AI Navigate

Structured prototype regularization for synthetic-to-real driving scene parsing

arXiv cs.CV / 3/18/2026

📰 NewsModels & Research

Key Points

  • The paper proposes an unsupervised domain adaptation framework for driving scene parsing that reduces the synthetic-to-real gap by explicitly regularizing semantic feature structures with class-specific prototypes to promote inter-class separation and intra-class compactness.
  • It combines an entropy-based noise filtering strategy to improve pseudo-label reliability with a pixel-level attention mechanism to refine cross-domain feature alignment.
  • Extensive experiments on representative benchmarks show the method consistently outperforms recent state-of-the-art approaches, underscoring the value of preserving semantic structure for robust adaptation.
  • By leveraging synthetic data with automatic labels, the approach aims to reduce annotation costs while improving real-world driving scene parsing performance.

Abstract

Driving scene parsing is critical for autonomous vehicles to operate reliably in complex real-world traffic environments.

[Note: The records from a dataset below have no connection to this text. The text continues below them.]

PR #1400, opened 2023-12-15
Handle sierra compilation in the `smart` way

### LINKED ISSUE #1395: Handle sierra compilation in the `smart` way
Sierra keeps an information about its version so we should use it to choose suitable compiler.
We don't want to try each

war-in:
Closes #1395 

## Introduced changes

- sierra version is extracted from `sierra_program`
- we choose a compiler based on the extracted sierra version
- tests are improved (new test cases were added)

## Checklist

- [x] Linked relevant issue
- [x] Added relevant tests


crates/sierra-casm/src/lib.rs
```diff
@@ -19,18 +17,19 @@ pub fn compile(mut sierra_json: Value) -> Result<CasmContractClass, String> {
...
-    compile_contract!(ContractClass, CasmContractClass);
-    compile_contract!(ContractClassV1_1, CasmContractClassV1_1);
-    compile_contract!(ContractClassV1Rc0, CasmContractClassV1Rc0);
-    compile_contract!(ContractClassV1Alpha, CasmContractClassV1Alpha);
+    let sierra_version = parse_sierra_version(&sierra_json)?;
+    match sierra_version.as_slice() {
+        [1, 2..=4, 0] => compile_contract!(ContractClass, CasmContractClass),
+        [1, 0..=1, 0] => compile_contract!(ContractClassSierraV1, CasmContractClassSierraV1),
+        [0, ..] => compile_contract!(ContractClassSierraV0, CasmContractClassSierraV0),
+        _ => {}
```
piotmag769, line 31: We can just move the return error here I guess

crates/sierra-casm/tests/compilation.rs
```diff
@@ -1,50 +1,30 @@
...
+    use sierra_casm::compile;
+    use std::fs::File;
+    use test_case::test_case;
+
+    #[test_case("1_4_0"; "sierra 1.4.0")]
+    #[test_case("1_3_0"; "sierra 1.3.0")]
+    #[test_case("1_2_0"; "sierra 1.2.0")]
+    #[test_case("1_1_0"; "sierra 1.1.0")]
+    #[test_case("1_0_0"; "sierra 1.0.0")]
+    #[test_case("0_1_0"; "sierra 0.1.0")]
```
piotmag769, line 12: Indeed mądre

piotmag769 (approved):

crates/sierra-casm/src/lib.rs
```diff
@@ -19,23 +17,23 @@ pub fn compile(mut sierra_json: Value) -> Result<CasmContractClass, String> {
...
     macro_rules! compile_contract {
         ($sierra_type:ty, $casm_type:ty) => {{
-            if let Ok(sierra_class) = serde_json::from_value::<$sierra_type>(sierra_json.clone()) {
-                if let Ok(casm_class) = <$casm_type>::from_contract_class(sierra_class, true) {
-                    return Ok(old_casm_to_newest_casm::<$casm_type>(&casm_class));
-                }
-            }
+            let sierra_class = serde_json::from_value::<$sierra_type>(sierra_json.clone()).unwrap();
+            let casm_class = <$casm_type>::from_contract_class(sierra_class, true).unwrap();
+            return Ok(old_casm_to_newest_casm::<$casm_type>(&casm_class));
```
cptartur, line 22: Couldn't this just be a (generic) function or something like that? I like macros, but I'm unsure if this one provides any benefit.

crates/sierra-casm/src/lib.rs
```diff
@@ -19,23 +17,23 @@ pub fn compile(mut sierra_json: Value) -> Result<CasmContractClass, String> {
...
-    )
+    let sierra_version = parse_sierra_version(&sierra_json)?;
+    return match sierra_version.as_slice() {
+        [1, 2..=4, 0] => compile_contract!(ContractClass, CasmContractClass),
+        [1, 0..=1, 0] => compile_contract!(ContractClassSierraV1, CasmContractClassSierraV1),
+        [0, ..] => compile_contract!(ContractClassSierraV0, CasmContractClassSierraV0),
+        _ =>
+            Err(
+                "Unable to compile Sierra to Casm. No matching ContractClass or CasmContractClass found"
+                    .to_string(),
```
cptartur, line 34: We could also output the version: `No matching ... found for version X.Y.Z`.

crates/sierra-casm/src/lib.rs
```diff
@@ -47,3 +45,15 @@ where
...
     serde_json::from_value::<CasmContractClass>(serialized).unwrap()
 }
+
+fn parse_sierra_version(sierra_json: &Value) -> Result<Vec<u8>, String> {
+    let parsed_values: Vec<u8> = sierra_json["sierra_program"]
+        .as_array()
+        .ok_or("Unable to read sierra_program. Make sure it is an array of felts")?
+        .iter()
+        .take(3)
+        .map(|x| u8::from_str_radix(&x.as_str().unwrap()[2..], 16).unwrap_or_default())
```
cptartur, line 55: Should we fallback to default and not panic?

crates/sierra-casm/src/lib.rs
war-in: Unfortunately, it provides :/ It wouldn't be possible to use `T::from_contract_class` in the function body, because that function is not in the the trait

crates/sierra-casm/src/lib.rs
piotmag769: We can add a comment explaining that I think

cptartur (approved):

crates/sierra-casm/src/lib.rs
```diff
@@ -19,26 +17,27 @@ pub fn compile(mut sierra_json: Value) -> Result<CasmContractClass, String> {
...
-
-    Err(
-        "Unable to compile Sierra to Casm. No matching ContractClass or CasmContractClass found"
-            .to_string(),
-    )
+    let sierra_version = parse_sierra_version(&sierra_json)?;
+    return match sierra_version.as_slice() {
+        [1, 2..=4, 0] => compile_contract!(ContractClass, CasmContractClass),
+        [1, 0..=1, 0] => compile_contract!(ContractClassSierraV1, CasmContractClassSierraV1),
+        [0, ..] => compile_contract!(ContractClassSierraV0, CasmContractClassSierraV0),
```
Arcticae, line 30: What about the minor versions? Will those require updating the range as well?

Arcticae (approved):

PR #1401, opened 2023-12-15
Deployment scripts with ExtendedRuntime

abulenok:
Closes #

## Introduced changes

-

## Checklist

- [ ] Linked relevant issue
- [ ] Added relevant tests


crates/sncast/src/starknet_commands/script.rs
```diff
@@ -1,38 +1,40 @@
...
-use cairo_vm::serde::deserialize_program::ApTracking;
-use cairo_vm::types::exec_scope::ExecutionScopes;
+use cairo_vm::types::relocatable::Relocatable;
 use cairo_vm::vm::errors::hint_errors::HintError;
-use cairo_vm::vm::errors::vm_errors::VirtualMachineError;
-use cairo_vm::vm::runners::cairo_runner::{ResourceTracker, RunResources};
 use cairo_vm::vm::vm_core::VirtualMachine;
 use camino::Utf8PathBuf;
+use cheatnet::constants::{build_block_context, build_transaction_context};
+use cheatnet::state::{CheatnetBlockInfo, DictStateReader};
```
abulenok, line 28: https://github.com/foundry-rs/starknet-foundry/issues/1419

abulenok: This will be refactored in a separate PR

cptartur (approved):

crates/sncast/src/starknet_commands/script.rs
```diff
@@ -51,131 +53,24 @@ pub struct Script {
     pub script_module_name: String,
 }
 
-pub struct CairoHintProcessor<'a> {
+pub struct CastExtension<'a> {
```
piotmag769, line 56: I think moving `CastExtension` to another file and just implementing `run` is this one would be good, but prob out of scope of this PR

crates/sncast/src/starknet_commands/script.rs
```diff
@@ -452,17 +337,53 @@ pub fn run(
...
-    match runner.run_function(
+    let mut cast_runtime = ExtendedRuntime {
+        extension: cast_extension,
+        extended_runtime: StarknetRuntime {
+            hint_handler: syscall_handler,
+        },
+    };
+
+    let mut vm = VirtualMachine::new(true);
+    match runner.run_function_with_vm(
```
piotmag769, line 383: I believe in the future we may want to have the `execute` function that is generalised too (traits etc.) to make sure we don't do the same work twice. For example now we change this place to use casm runner in #1206
cc @cptartur @MaksymilianDemitraszek

piotmag769 (approved):

crates/sncast/src/starknet_commands/script.rs
THenry14: how much effort is this? perhaps this should be done as an immediate follow up to this one?

crates/sncast/src/starknet_commands/script.rs
```diff
@@ -375,49 +256,53 @@ impl CairoHintProcessor<'_> {
...
-                    .write(Felt252::from_(nonce))
-                    .expect("Failed to insert nonce");
 
-                Ok(())
+                let res: Vec<Felt252> = vec![Felt252::from_(nonce)];
+                Ok(CheatcodeHandlingResult::Handled(res))
             }
-            _ => Err(anyhow!("Unknown cheatcode selector: {selector}")),
+            _ => Err(EnhancedHintError::from(anyhow!(
+                "Cheatcode {selector} not implemented"
```
THenry14, line 282: I'm not sure we should use `cheatcode` naming in errors and messages to users in cast tbh. I find it a bit misleading, as this is something that immidiately makes me think of forge - in cast we have subcommands (or just functions in cast_std) instead. Perhaps we should stick to this naming? I'm not 100% sure, so perhaps let's discuss.

crates/sncast/src/starknet_commands/script.rs
```diff
@@ -375,49 +256,53 @@ impl CairoHintProcessor<'_> {
...
         }?;
 
-        let result_end = buffer.ptr;
-        insert_value_to_cellref!(vm, output_start, result_start)?;
-        insert_value_to_cellref!(vm, output_end, result_end)?;
+        Ok(res)
+    }
 
-        Ok(())
+    fn override_system_call(
```
THenry14, line 289: why do we need this?

crates/sncast/src/starknet_commands/script.rs
abulenok: almost no effort, so yeah, I will make a PR immediately after this one

crates/sncast/src/starknet_commands/script.rs
abulenok: To turn off Starknet syscalls. 
When we decide which ones we want to support, we will forward the call to blockifier for them and block others

THenry14: sure, thanks for clarification. Do you mind adding a comment about this?

abulenok: We could do that, but I'm afraid this comment can get outdated at some point.

I feel like it's deductible from the code since the name of the function suggests that we override syscall behaviour and for each syscall, the error is thrown (which tells that Starknet syscalls are not supported)

abulenok: I think the `override_system_call` may be renamed to `override_starknet_system_call` or `override_contract_system_call`

@MaksymilianDemitraszek WDYT?

crates/sncast/src/starknet_commands/script.rs
abulenok: I think we can stick to using `subcommands` in deployment scripts.

abulenok: Other options I'm thinking of are:
- "Selector {selector} not implemented"
- "{selector} not implemented"

abulenok: But we can use `subcommands` for now

crates/sncast/src/starknet_commands/script.rs
piotmag769: I think in case of plain cairo you just say "hints", I have seen word "syscall" used only in the context of starknet

crates/sncast/src/starknet_commands/script.rs
MaksymilianDemitraszek: yes sir

crates/sncast/src/starknet_commands/script.rs
MaksymilianDemitraszek: It is probably CastScriptExtension

crates/sncast/src/starknet_commands/script.rs
THenry14: Cool, let's make it a stacked PR and merge those two PRs at once, sounds ok?

crates/sncast/src/starknet_commands/script.rs
THenry14: this error originates in scripts, so I think `functions` may have more sense. this is just a nitpick though, if you like subcommands more I won't oppose.

crates/sncast/src/starknet_commands/script.rs
abulenok: renamed

crates/sncast/src/starknet_commands/script.rs
abulenok: https://github.com/foundry-rs/starknet-foundry/pull/1506

piotmag769:
Do we want to merge it? @MaksymilianDemitraszek @THenry14

crates/sncast/src/starknet_commands/script.rs
MaksymilianDemitraszek: I think cheatcode is the name of the cairo function, nothing cast/forge related, you shouldn't handle it at all here, some extensions under this one might be able to handle it.

crates/sncast/src/starknet_commands/script.rs
MaksymilianDemitraszek: override_starknet_system_call i am ok with changing this if you think it will be more intuitive but please do it in a separate PR.

MaksymilianDemitraszek (approved):
LGTM but please not handle missing cheatcodes here.

THenry14 (approved):

PR #215, opened 2024-01-02
Issue213/auto fox startzone

### LINKED ISSUE #213: bridges | add forbidden zone around fox automatically
## Motivation
Like #210, adding zones by hand is tedious and an obvious code smell. To prevent this, and make creating future levels easier, this should be done automatically.

## Implementation
Export the starting position of the fox, and turn adjacent squares to ``FORBIDDEN`` during the ``_ready`` function.

marcel-iv:
## Motivation
closes #213

## What was changed/added
4x3 forbidden zone around the fox starting position is now automatically assigned. This is done by getting the grid square that is nearest to the fox central position, and assigning ``FORBIDDEN`` to all adjacent squares in a 4x3 box (with the central square being 1,2). The conversion from global position in pixels to grid position can lead to the forbidden box being a bit off the actual sprite. As there's nothing one really can do against that (at least not with a simple fix), just drag the fox to a spot where it makes sense. 

## Testing
Here we can see the forbidden box without hardcoding anything.
image

Here we can see one example where the box is a little bit off due to conversion. In this case, drag the fox a bit up or down. 
image

## Additional Information
I mentioned in #213 that exporting the fox' starting position might be good idea, but now I think that simply dragging the fog within the scene is easier for creating levels. If you want to change that, feel free to do so, that takes like 2 minutes.

### DIFF
--- a/Arch-enemies/bridges/scenes/Grid.tscn
+++ b/Arch-enemies/bridges/scenes/Grid.tscn
@@ -681,7 +681,7 @@ scale = Vector2(0.5, 0.5)
 text = "One Step Back"
 
 [node name="Player" parent="Grid" instance=ExtResource("12_y7gdk")]
-position = Vector2(29, 85)
+position = Vector2(30, 82)
 
 [node name="water_detection" parent="Grid" instance=ExtResource("14_yxqwc")]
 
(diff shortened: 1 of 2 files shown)


Kabooni (approved):
Simple solution and works well. The only thing I would propose is to refactor the fox area code into it's own function, to increase readability

PR #216, opened 2024-01-02
Separated CONDITIONAL into SIDE and BOTTOM

### LINKED ISSUE #199: bridges | change drop zones: side / bottom instead of conditional

aylinfi:
## Motivation
closes #199

Before adding the squirrel and its ability it is necessary to differentiate between a side-conditional and a bottom-conditional.

## What was changed/added
In `grid.gd` and `grid_drag.gd` the ENTITY_TYPES.CONDITIONAL has been split up into SIDE and BOTTOM and assigned accordingly in each instance.

## Testing
The bridge building works just like before, the real difference will be visible when the squirrel is implemented.

## Additional Information
Right now SIDE and BOTTOM zones have the same color, but we could change that if desired.

### DIFF
--- a/Arch-enemies/bridges/script/grid.gd
+++ b/Arch-enemies/bridges/script/grid.gd
@@ -45,7 +45,7 @@ var shore_bottom = []
 signal current_grid(current_grid)
 
 #These are the different kind of object we can have in grid cells
-enum ENTITY_TYPES {GROUND, WATER, ANIMAL, FORBIDDEN, ALLOWED, CONDITIONAL, AIR}
+enum ENTITY_TYPES {GROUND, WATER, AIR, ANIMAL, FORBIDDEN, ALLOWED, SIDE, BOTTOM}
 
 func _ready():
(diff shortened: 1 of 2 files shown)


koennixer (approved):
This works. We could consider adding a specific coloring for BOTTOM to separate it from SIDE. But this is not urgent.

marcel-iv:
Looks good. We have discussed the issue of coloring, and have decided that every tile that could be classified as conditional should be orange/yellow (which means we keep the current implementation), as this reduces visual cluttering.

PR #220, opened 2024-01-03
Added squirrel again to new grid approach

### LINKED ISSUE #207: bridges | re-implement squirrel
## Motivation
Squirrel is missing in new implementation from #181 

## Implementation
Same as the other animals, see code in #181, as well as wiki. ask @koennixer , if not sure how.
The squirrel implementation needs #199 to be done first (change conditional dropzones to side and bottom) - or both issues can be done in the same pr.

aylinfi:
## Motivation
closes #207 

Squirrel was missing from new grid approach, so it needed to be re-added.
Squirrel can cling to SIDE zones, so #199 had to be implemented first.

## What was changed/added
Added squirrel related code in all places where other animals where implemented.

## Testing
grafik


marcel-iv (approved):
Code looks good and works just as expected, should be merged into main.

Thanks for also adding the squirrel in such a way that placement is always possible where you would expect it, i.e. not only in the bottom-left corner.

PR #223, opened 2024-01-04
Issue208/re implement goal area

### LINKED ISSUE #208: bridges | re-implement goal area and victory screen
## Motivation
Goal area is missing in new implementation.

## Implementation
The goal area should behave in the same way as in the old implementation:
- if the fox reaches the other side of the level, it should activate the victory menu that can send you back to the overworld.

It could be implemented in the same way than before.

trashsolid123:
## Motivation
closes #208

Implemented in the same way as before.

## What was changed/added
i put the Player in the group "player" and check if the Player entered the GoalArea2D.

## Testing

https://github.com/mango-gremlin/arch-enemies/assets/44133213/93e44d3f-8d20-4eb2-be67-00d97859e804

### DIFF
--- a/Arch-enemies/bridges/scenes/Grid.tscn
+++ b/Arch-enemies/bridges/scenes/Grid.tscn
@@ -1,4 +1,4 @@
-[gd_scene load_steps=23 format=3 uid="uid://bl1jporj7hosu"]
+[gd_scene load_steps=24 format=3 uid="uid://bl1jporj7hosu"]
 
 [ext_resource type="Texture2D" uid="uid://d0o2q6fijmd1" path="res://assets/art/tilesets/bridge_tileset/bridge_background_color.png" id="1_uowbf"]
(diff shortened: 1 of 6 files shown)


Kabooni (changes requested):
It works as intended, but for future use, I would suggest some changes:

- After clicking the retry button, it would be nice if the level itself and not only the fox position would be reset. You could use reset_grid() of grid.gd(). I know this was not part of the old implementation, but I don't think it would take a lot of time to do this.
- I'm not 100% sure if it would result in a lot of work, but is it possible to refactor all goal area and menu-related things into a single separate scene? it would make building new levels a lot easier for people not knowing the code.

If something is not doable, just let me know and I can approve it as it is.

trashsolid123:
- the reset button now also resets the grid.
-I put the goal in its own scene. 
https://github.com/mango-gremlin/arch-enemies/assets/44133213/496790dc-fca1-4d14-a0ae-1780932082c7

Kabooni (approved):

PR #226, opened 2024-01-05
Issue 33. Added a Bramble Hazard

### LINKED ISSUE #33: bridges | hazards don't allow animal placement & kill fox
## Motivation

To reduce the reliance on costly pixel-level annotations, synthetic datasets with automatically generated labels have become a popular alternative. However, models trained on synthetic data often perform poorly when applied to real-world scenes due to the synthetic-to-real domain gap. Despite the success of unsupervised domain adaptation in narrowing this gap, most existing methods mainly focus on global feature alignment while overlooking the semantic structure of the feature space. As a result, semantic relations among classes are insufficiently modeled, limiting the model's ability to generalize. To address these challenges, this study introduces a novel unsupervised domain adaptation framework that explicitly regularizes semantic feature structures to significantly enhance driving scene parsing performance in real-world scenarios. Specifically, the proposed method enforces inter-class separation and intra-class compactness by leveraging class-specific prototypes, thereby enhancing the discriminability and structural coherence of feature clusters. An entropy-based noise filtering strategy improves the reliability of pseudo labels, while a pixel-level attention mechanism further refines feature alignment. Extensive experiments on representative benchmarks demonstrate that the proposed method consistently outperforms recent state-of-the-art methods. These results underscore the importance of preserving semantic structure for robust synthetic-to-real adaptation in driving scene parsing tasks.